Even the bondholders — a group of speculators who acquired the notes during the course of Solutia's bankruptcy from original investors in the company — said a deadline for a ruling could spur movement toward a settlement.

On Friday, Beatty said she ultimately would have to rule, perhaps in six to eight weeks, said Paul Berra, Solutia's vice president of communications, who attended the hearing.

In the meantime, Solutia is exploring three alternative plans to reorganize:

•A "global settlement" in which Monsanto assumes legacy tort and environmental liabilities in exchange for an equity stake in Solutia; and the bondholders receive 80 cents on the dollar of their claims, greater than the 63.5 cents given for general unsecured claims. The bondholders would have to agree.
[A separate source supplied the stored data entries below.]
PR #739, opened 2024-05-23
add RESEND_API_KEY to Dockerfile and deploy.yml

wginsberg:
This adds the `RESEND_API_KEY` env var to the `Dockerfile` and `deploy.yml`

Submitting this PR as it worked for me, I'm not sure if there was already another way to do it.

## Test Plan

Set the value of `RESEND_API_KEY` as a secret in github and deploy with Github Actions as usual.

## Checklist

- [ ] Tests updated
- [ ] Docs updated


kentcdodds:
For secret environment variables that are only needed during the application runtime, you use `fly secrets` to set them. 

I hope that helps!

PR #742, opened 2024-05-25
feat: add note about multi-branch dev and schema conflicts

DennisKraaijeveld:
Decided to add some content about migrations while working with different feat/dev branches. I ran into some issues here so decided to make a small change into my workflow. You might even automate this while creating new branches, but don't think that is feasible.

## Checklist

- [x] Tests updated
- [x] Docs updated

### DIFF
--- a/docs/database.md
+++ b/docs/database.md
@@ -144,6 +144,18 @@ to change that to `firstName` and `lastName` instead. Here's how you'd do that
 By following this strategy, you can ensure zero downtime deploys and schema
 migrations.
 
+### Multi-Branch Development
+
+When working with Prisma and SQLite in a multi-branch development environment, it's essential to handle migrations carefully to avoid conflicts and ensure a smooth development process. If migrations are applied on a feature branch but not reflected in the Prisma schema on the branch being switched to, it can lead to issues and unexpected behavior.
+
+I recommend creating a dedicated SQLite database file for each branch your work on.
+
+1. Duplicate your baseline SQLite database file. In most cases this would be the one in your `dev` branch.
+2. Rename the duplicate file with an identifier that reflects the branch name (e.g., `workflow_engine_branch_data.db`).
+3. Change the `DATABASE_PATH` value inside the `.env` file to the current branch database (e.g., `DATABASE_PATH="./prisma/workflow_engine_branch_data.db"`)
+
+
+
 ## Seeding Production
 
 In this application we have Role-based Access Control implemented. We initialize
--- a/.gitignore
+++ b/.gitignore
@@ -6,7 +6,7 @@ node_modules
 .env
 .cache
 
-/prisma/data.db
+/prisma/*.db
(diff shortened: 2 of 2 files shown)


docs/database.md
```diff
@@ -144,6 +144,18 @@ to change that to `firstName` and `lastName` instead. Here's how you'd do that
 By following this strategy, you can ensure zero downtime deploys and schema
 migrations.
 
+### Multi-Branch Development
+
+When working with Prisma and SQLite in a multi-branch development environment, it's essential to handle migrations carefully to avoid conflicts and ensure a smooth development process. If migrations are applied on a feature branch but not reflected in the Prisma schema on the branch being switched to, it can lead to issues and unexpected behavior.
+
+I recommend creating a dedicated SQLite database file for each branch your work on.
```
kentcdodds, line 151:
```suggestion
We recommend creating a dedicated SQLite database file for each branch your work on.
```

docs/database.md
```diff
@@ -144,6 +144,18 @@ to change that to `firstName` and `lastName` instead. Here's how you'd do that
...
+
+1. Duplicate your baseline SQLite database file. In most cases this would be the one in your `dev` branch.
+2. Rename the duplicate file with an identifier that reflects the branch name (e.g., `workflow_engine_branch_data.db`).
+3. Change the `DATABASE_PATH` value inside the `.env` file to the current branch database (e.g., `DATABASE_PATH="./prisma/workflow_engine_branch_data.db"`)
```
kentcdodds, line 155: I feel like this could be very tedious to remember to update every time you change branches 🤔 can we improve.

DennisKraaijeveld: Yes, that is very true. However, the available options could be limited. You could:

1. `npx prisma migrate reset` which deletes all the data in the `data.db` and re-runs migrations. This works but you should make sure the `seed.ts file is exactly how you wanted to shape your test data. 

2. Automate this using Husky/Git Hooks and write a shell script which duplicates and prefixes the database ONLY when creating a new branch. It then updates the .env as well.

When you would switch back to an existing branch it would just update the .env and set the DB url.


I do think the question would be: Do you want just a note inside the docs with the options you have as a user. Or do you want to offer a solution for the migration errors people can run into when having multiple branches.


Reset the db and re-run `seed.ts` is fine for me too, but I can imagine not everyone is on point updating the seed script

kentcdodds: I'm just not sure I feel comfortable with this workflow personally. The problem only shows up when your branch modifies the schema. And keeping the seed up-to-date is an important practice anyway. So the workflow would be to switch the branch then run the seed script 🤷‍♂️

DennisKraaijeveld: Fair point! Then lets keep it like it is. Maybe add a note/reminder about potential conflicts and that this is why you should always keep updating your seed

kentcdodds: That sounds good to me!

PR #747, opened 2024-05-28
specify Dockerfile and .dockerignore in fly.toml

zwhitchcox:
Moving the `Dockerfile` and `.dockerignore` is not ideal, as if the process gets interrupted, they will not be moved back to the correct location.

Utilize the [dockerfile](https://fly.io/docs/reference/configuration/#specify-a-docker-image) and [ignorefile](https://fly.io/docs/reference/configuration/#specify-a-docker-ignore-file) `fly.toml` options to specify the location of the `Dockerfile` and `.dockerignore`.

## Test Plan

I tested this in my own project to make this works as expected.

## Checklist

~- [ ] Tests updated~ see above
- [*] Docs updated

### DIFF
--- a/.github/workflows/deploy.yml
+++ b/.github/workflows/deploy.yml
@@ -154,12 +154,6 @@ jobs:
           file: 'fly.toml'
           field: 'app'
 
-      # move Dockerfile to root
-      - name: 🚚 Move Dockerfile
-        run: |
-          mv ./other/Dockerfile ./Dockerfile
-          mv ./other/.dockerignore ./.dockerignore
-
       - name: 🎈 Setup Fly
         uses: superfly/flyctl-actions/setup-flyctl@1.5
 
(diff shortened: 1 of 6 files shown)


zwhitchcox:
dockerignore file isn't working correctly.

kentcdodds (commented):
I'm definitely interested in this if we can get it working!

zwhitchcox:
I think this is an upstream issue with `flyctl`. I think the files are ignored, but the build process is taken over by [grpc](https://github.com/superfly/flyctl/blob/master/internal/build/imgsrc/dockerfile_builder.go#L483), and it doesn't honor the `.dockerignore` option while the files are being transferred to the build machine.

So, the files _probably_ are ignored (I assume), but you still transfer your full directory to the builder, which is ~1GB just in `node_modules`, so it's going to significantly increase the deploy time.

I opened a [community support ticket](https://community.fly.io/t/ignorefile-option-being-ignored/20096), so maybe they will be able to shed some more light.

PR #755, opened 2024-06-03
fix: authenticator uses connectionSessionStorage for errors

### LINKED ISSUE #750: Inquiry: Is the authenticator not using the connection session?
https://github.com/epicweb-dev/epic-stack/blob/7923be98dc8a3338b70619ea828f1048afe816bf/app/routes/_auth%2B/onboarding_.%24provider.tsx#L94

•A sale of all of Solutia's equity to a strategic investor, with the cash being used to settle its claims. Solutia would reserve cash to pay the bondholders in full, should Beatty rule in their favor, but Solutia could emerge while the matter is pending.

•A sale of certain Solutia assets, with the cash being used to satisfy liabilities and pay off creditors including the bondholders. Solutia would reorganize as a smaller company around remaining lines of business.

"We're trying to run all those options to ground in the near term … meaning in the next 30 days," Berra said.

Solutia met with 18 potential buyers, and six of those firms indicated interest. Of those, half are interested in buying the entire company and the rest want only certain assets. "The exploratory sale process was successful," said Solutia chief executive Jeffry Quinn in a court filing.

Quinn and six senior executives have an incentive to see the company through bankruptcy: On Friday, Beatty approved a compensation plan that provides them with bonuses based on the date of emergence — the sooner it happens, the more they get.

The plan also increases Quinn's 2007 salary to $825,000 from $500,000 last year.